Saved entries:

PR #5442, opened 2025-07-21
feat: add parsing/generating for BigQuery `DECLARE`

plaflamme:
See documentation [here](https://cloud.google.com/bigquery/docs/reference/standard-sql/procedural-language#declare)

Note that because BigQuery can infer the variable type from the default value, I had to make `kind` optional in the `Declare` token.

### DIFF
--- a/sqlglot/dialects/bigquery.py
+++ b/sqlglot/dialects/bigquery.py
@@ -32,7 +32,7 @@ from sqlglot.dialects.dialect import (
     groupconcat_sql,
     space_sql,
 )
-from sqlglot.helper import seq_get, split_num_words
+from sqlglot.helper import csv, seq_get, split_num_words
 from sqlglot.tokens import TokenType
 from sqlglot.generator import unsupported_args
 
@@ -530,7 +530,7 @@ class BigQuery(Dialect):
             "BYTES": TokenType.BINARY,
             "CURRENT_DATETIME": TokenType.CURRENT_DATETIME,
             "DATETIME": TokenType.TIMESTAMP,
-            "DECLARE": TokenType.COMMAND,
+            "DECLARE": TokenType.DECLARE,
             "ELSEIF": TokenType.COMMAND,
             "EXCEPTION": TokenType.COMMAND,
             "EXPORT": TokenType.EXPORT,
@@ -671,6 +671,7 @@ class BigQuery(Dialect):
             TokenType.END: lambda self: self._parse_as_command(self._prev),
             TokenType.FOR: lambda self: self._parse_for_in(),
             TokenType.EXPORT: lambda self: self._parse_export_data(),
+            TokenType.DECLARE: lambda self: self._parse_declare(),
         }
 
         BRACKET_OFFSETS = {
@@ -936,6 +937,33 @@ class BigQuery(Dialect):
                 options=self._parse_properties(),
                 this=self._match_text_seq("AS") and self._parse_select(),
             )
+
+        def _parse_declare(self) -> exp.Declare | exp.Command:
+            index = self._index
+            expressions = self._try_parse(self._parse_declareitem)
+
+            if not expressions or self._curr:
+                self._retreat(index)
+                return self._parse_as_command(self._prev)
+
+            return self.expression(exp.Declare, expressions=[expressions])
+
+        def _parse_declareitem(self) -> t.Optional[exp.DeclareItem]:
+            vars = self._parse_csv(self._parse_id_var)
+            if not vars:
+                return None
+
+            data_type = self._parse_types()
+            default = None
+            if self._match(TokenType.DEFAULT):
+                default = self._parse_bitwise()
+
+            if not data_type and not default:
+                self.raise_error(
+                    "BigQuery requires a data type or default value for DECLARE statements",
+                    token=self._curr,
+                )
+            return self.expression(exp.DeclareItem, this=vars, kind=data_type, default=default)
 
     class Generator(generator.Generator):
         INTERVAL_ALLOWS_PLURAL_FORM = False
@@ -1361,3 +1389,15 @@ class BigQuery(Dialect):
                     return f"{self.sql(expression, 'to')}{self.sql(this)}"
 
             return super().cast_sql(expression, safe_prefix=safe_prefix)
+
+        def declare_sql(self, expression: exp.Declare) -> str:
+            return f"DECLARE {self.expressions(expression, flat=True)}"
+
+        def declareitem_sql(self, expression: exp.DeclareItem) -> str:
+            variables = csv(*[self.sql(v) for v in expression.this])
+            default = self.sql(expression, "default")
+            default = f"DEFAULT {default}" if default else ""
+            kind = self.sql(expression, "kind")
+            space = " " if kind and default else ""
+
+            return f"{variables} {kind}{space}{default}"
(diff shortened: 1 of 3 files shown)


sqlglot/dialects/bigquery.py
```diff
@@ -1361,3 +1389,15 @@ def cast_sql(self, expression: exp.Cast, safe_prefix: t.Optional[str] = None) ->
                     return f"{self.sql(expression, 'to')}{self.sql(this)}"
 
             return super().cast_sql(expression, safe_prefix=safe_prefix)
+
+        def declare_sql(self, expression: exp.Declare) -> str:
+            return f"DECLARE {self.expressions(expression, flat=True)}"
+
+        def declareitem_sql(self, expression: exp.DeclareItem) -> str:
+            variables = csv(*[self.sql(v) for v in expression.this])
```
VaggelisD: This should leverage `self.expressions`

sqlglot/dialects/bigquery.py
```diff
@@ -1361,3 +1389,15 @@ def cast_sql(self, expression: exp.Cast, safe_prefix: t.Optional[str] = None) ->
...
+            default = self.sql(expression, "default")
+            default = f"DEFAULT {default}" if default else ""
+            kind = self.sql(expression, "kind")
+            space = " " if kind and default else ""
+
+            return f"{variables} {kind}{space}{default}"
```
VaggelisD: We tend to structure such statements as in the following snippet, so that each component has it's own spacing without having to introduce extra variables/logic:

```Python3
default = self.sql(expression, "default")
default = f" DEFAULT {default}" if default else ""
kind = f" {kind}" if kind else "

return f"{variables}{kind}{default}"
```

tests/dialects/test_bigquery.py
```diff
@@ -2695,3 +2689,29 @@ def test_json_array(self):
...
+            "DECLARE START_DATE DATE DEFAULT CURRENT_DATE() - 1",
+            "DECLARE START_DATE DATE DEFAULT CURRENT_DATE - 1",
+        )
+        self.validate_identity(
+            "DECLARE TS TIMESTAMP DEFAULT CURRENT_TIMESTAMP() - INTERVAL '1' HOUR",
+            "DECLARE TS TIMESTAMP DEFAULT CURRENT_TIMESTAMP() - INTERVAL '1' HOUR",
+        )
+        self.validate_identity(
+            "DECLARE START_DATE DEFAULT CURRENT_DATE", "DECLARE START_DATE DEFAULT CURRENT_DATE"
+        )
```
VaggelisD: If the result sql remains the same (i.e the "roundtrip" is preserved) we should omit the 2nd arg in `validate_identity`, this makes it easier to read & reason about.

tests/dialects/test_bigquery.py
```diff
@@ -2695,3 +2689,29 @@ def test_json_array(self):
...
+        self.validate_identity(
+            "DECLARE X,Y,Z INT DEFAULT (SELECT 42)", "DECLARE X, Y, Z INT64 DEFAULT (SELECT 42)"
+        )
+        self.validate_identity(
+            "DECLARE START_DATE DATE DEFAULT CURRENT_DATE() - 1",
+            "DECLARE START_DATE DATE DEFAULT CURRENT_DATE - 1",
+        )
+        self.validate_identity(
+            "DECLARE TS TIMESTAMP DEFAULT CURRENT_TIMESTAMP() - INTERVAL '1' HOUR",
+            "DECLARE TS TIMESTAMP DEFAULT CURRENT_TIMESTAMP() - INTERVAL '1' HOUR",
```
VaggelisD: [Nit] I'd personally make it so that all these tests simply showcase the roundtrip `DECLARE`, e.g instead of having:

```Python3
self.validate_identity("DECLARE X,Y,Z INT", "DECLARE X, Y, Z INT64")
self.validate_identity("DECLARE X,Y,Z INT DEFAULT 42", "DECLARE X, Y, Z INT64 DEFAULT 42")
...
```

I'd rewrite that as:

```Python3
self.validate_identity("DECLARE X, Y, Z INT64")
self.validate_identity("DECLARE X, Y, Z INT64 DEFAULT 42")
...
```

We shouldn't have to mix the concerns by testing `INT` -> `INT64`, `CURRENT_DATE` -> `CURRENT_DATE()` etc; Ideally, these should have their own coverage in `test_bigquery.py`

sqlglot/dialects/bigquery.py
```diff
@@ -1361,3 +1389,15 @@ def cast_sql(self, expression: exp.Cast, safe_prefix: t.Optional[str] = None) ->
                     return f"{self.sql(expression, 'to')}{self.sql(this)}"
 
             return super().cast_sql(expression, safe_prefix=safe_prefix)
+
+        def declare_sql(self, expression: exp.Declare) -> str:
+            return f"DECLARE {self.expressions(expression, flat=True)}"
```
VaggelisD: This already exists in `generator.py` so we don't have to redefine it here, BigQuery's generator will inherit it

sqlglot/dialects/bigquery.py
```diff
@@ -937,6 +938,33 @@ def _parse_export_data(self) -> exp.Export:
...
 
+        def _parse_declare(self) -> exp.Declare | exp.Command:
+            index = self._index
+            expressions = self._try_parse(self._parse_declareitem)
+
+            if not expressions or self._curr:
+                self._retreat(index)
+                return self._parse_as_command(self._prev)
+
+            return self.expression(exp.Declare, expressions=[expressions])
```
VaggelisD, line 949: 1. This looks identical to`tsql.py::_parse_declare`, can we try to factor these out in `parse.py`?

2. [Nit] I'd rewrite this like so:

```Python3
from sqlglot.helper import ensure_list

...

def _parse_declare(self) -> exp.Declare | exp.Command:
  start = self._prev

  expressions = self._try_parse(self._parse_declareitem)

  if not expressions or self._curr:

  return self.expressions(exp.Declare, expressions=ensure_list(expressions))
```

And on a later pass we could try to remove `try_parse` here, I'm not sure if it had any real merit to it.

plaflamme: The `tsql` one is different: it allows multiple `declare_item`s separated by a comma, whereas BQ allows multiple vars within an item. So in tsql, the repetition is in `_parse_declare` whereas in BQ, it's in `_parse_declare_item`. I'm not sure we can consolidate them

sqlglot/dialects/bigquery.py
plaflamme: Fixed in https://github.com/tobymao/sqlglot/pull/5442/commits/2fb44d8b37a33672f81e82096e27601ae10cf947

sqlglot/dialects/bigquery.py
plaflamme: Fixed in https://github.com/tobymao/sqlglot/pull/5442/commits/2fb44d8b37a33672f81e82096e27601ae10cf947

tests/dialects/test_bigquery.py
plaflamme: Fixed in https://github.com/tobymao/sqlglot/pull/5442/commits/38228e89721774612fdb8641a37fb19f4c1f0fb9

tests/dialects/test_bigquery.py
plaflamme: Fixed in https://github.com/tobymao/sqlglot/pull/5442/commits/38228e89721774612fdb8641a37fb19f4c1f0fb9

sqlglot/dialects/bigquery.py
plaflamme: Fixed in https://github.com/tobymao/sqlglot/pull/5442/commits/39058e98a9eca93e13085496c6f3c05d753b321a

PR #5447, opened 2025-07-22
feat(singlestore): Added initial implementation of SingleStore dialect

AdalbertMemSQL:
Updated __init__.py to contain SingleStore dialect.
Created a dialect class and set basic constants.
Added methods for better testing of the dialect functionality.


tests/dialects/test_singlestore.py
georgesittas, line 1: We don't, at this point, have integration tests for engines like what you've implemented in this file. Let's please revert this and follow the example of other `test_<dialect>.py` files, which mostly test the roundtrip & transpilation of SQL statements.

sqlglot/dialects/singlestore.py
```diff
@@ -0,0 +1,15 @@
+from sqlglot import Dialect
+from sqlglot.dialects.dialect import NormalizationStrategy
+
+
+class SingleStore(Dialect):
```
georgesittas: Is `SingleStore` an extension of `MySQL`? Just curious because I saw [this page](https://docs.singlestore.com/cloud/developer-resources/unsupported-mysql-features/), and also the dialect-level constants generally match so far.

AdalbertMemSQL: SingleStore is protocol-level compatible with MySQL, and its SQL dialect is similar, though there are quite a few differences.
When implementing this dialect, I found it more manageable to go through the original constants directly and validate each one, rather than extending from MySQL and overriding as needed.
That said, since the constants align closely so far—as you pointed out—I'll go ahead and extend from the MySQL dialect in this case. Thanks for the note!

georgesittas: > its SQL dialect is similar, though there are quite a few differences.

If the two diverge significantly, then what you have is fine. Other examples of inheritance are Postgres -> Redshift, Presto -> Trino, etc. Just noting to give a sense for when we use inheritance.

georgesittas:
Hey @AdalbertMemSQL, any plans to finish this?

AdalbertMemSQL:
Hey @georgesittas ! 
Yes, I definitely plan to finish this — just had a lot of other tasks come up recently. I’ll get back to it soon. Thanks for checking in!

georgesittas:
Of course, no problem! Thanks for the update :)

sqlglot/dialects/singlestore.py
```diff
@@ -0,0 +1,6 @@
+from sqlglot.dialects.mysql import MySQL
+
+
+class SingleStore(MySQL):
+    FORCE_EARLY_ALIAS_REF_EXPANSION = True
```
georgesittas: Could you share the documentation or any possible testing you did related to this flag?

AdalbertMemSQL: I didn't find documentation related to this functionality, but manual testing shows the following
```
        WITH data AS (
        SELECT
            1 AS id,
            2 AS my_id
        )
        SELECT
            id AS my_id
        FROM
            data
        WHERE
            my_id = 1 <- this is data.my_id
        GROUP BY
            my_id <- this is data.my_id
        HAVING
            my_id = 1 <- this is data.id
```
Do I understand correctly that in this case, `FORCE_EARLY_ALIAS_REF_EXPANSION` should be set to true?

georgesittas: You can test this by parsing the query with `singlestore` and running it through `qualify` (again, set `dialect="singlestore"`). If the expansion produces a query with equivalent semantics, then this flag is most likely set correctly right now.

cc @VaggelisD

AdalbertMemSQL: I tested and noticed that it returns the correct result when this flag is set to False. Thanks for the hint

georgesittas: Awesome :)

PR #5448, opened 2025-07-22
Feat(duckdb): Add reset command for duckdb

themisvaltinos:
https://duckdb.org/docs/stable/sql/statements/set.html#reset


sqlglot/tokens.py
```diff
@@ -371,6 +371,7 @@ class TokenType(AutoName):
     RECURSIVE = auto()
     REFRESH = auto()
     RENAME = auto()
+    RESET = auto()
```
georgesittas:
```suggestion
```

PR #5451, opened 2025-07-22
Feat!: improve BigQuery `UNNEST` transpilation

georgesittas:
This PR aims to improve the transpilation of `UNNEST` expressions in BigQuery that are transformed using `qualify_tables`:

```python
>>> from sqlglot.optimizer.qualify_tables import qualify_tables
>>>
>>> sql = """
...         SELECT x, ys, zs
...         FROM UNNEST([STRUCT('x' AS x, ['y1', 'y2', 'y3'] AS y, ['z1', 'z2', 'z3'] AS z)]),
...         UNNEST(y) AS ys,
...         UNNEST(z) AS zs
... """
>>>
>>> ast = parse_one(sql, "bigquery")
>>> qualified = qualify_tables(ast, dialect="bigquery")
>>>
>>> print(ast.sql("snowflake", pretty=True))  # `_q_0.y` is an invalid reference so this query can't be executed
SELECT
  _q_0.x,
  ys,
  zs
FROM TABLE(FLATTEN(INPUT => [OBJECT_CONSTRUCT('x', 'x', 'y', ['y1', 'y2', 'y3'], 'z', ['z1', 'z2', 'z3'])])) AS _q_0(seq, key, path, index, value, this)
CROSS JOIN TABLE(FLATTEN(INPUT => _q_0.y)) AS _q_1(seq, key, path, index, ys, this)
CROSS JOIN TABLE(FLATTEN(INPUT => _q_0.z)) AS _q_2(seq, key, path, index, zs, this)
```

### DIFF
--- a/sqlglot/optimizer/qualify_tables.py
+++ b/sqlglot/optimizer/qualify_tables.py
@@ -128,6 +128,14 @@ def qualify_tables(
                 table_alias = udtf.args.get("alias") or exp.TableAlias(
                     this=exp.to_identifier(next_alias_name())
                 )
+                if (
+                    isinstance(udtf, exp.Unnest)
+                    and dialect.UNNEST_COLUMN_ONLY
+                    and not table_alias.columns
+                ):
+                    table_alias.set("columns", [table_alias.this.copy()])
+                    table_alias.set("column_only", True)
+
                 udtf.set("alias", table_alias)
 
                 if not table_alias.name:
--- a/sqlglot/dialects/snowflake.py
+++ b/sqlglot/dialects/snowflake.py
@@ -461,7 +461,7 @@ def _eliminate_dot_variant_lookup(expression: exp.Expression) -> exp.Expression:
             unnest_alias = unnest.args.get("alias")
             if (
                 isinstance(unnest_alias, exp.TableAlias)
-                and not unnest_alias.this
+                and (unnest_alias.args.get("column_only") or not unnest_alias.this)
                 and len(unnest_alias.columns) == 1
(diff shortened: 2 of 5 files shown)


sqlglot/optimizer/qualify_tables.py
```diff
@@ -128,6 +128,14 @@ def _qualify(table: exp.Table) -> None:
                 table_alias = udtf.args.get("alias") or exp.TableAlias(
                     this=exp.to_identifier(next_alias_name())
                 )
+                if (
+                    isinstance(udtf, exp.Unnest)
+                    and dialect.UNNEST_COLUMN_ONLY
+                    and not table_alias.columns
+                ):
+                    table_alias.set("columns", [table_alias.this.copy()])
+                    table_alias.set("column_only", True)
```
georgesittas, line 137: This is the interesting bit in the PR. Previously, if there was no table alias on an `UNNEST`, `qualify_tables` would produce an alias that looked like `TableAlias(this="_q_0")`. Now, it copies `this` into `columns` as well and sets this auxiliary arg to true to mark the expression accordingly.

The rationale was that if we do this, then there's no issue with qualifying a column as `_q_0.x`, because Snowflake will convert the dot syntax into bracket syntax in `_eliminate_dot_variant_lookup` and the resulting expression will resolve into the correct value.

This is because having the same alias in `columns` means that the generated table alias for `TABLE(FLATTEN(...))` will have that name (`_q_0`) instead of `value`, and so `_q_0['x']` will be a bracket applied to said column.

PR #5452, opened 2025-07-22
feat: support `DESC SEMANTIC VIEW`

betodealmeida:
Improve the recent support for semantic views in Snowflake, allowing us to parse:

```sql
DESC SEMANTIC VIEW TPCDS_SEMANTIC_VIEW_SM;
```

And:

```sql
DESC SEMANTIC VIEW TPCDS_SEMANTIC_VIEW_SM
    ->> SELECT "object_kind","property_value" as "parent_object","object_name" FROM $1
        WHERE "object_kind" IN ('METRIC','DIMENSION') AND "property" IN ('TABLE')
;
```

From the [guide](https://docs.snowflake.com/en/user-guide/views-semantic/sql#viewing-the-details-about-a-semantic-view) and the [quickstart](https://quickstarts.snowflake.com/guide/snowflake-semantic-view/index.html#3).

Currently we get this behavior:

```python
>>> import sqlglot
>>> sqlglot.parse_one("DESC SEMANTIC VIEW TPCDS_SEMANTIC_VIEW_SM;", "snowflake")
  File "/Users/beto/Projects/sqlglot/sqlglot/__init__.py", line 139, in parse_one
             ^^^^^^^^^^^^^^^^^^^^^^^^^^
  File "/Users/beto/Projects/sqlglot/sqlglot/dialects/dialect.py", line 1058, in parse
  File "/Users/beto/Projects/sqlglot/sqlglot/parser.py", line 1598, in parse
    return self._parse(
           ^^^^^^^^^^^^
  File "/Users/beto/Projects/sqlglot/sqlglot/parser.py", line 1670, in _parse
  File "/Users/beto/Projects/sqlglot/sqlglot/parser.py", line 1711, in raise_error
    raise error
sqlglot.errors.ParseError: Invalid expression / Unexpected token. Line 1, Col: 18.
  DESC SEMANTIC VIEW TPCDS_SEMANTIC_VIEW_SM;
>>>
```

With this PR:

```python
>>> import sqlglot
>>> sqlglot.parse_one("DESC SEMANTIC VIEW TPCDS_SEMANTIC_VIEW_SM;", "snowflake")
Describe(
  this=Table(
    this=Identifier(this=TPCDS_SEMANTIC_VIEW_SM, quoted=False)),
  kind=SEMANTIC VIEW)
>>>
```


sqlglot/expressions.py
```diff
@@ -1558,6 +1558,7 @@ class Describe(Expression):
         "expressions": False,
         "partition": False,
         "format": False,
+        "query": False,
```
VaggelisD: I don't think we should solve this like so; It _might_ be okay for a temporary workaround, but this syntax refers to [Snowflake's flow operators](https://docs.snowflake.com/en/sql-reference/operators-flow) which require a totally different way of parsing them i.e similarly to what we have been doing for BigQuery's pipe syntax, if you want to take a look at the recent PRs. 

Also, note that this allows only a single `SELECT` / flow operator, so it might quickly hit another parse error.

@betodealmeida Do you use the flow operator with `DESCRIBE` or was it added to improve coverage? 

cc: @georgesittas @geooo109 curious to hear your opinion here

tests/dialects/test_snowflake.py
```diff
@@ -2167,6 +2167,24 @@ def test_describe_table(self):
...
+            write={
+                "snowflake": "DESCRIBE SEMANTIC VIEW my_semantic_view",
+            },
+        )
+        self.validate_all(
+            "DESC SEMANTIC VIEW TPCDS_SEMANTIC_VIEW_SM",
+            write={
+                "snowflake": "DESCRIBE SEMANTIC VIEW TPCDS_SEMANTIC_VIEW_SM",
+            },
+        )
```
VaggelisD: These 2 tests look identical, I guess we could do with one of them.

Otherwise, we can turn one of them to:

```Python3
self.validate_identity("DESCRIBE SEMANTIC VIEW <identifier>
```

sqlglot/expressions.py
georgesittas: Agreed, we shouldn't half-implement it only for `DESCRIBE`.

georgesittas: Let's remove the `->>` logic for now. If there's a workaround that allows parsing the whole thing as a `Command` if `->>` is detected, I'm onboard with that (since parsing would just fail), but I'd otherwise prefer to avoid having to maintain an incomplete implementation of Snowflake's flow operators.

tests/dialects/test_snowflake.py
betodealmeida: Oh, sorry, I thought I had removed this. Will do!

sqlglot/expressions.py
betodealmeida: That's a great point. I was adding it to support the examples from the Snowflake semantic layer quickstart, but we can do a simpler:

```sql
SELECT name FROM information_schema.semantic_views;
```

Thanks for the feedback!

* **PROBLEM**
Go through the data and copy every line that includes "TableAlias".

* **EXPECTED ANSWER**
                 table_alias = udtf.args.get("alias") or exp.TableAlias(
                 isinstance(unnest_alias, exp.TableAlias)
                 table_alias = udtf.args.get("alias") or exp.TableAlias(
georgesittas, line 137: This is the interesting bit in the PR. Previously, if there was no table alias on an `UNNEST`, `qualify_tables` would produce an alias that looked like `TableAlias(this="_q_0")`. Now, it copies `this` into `columns` as well and sets this auxiliary arg to true to mark the expression accordingly.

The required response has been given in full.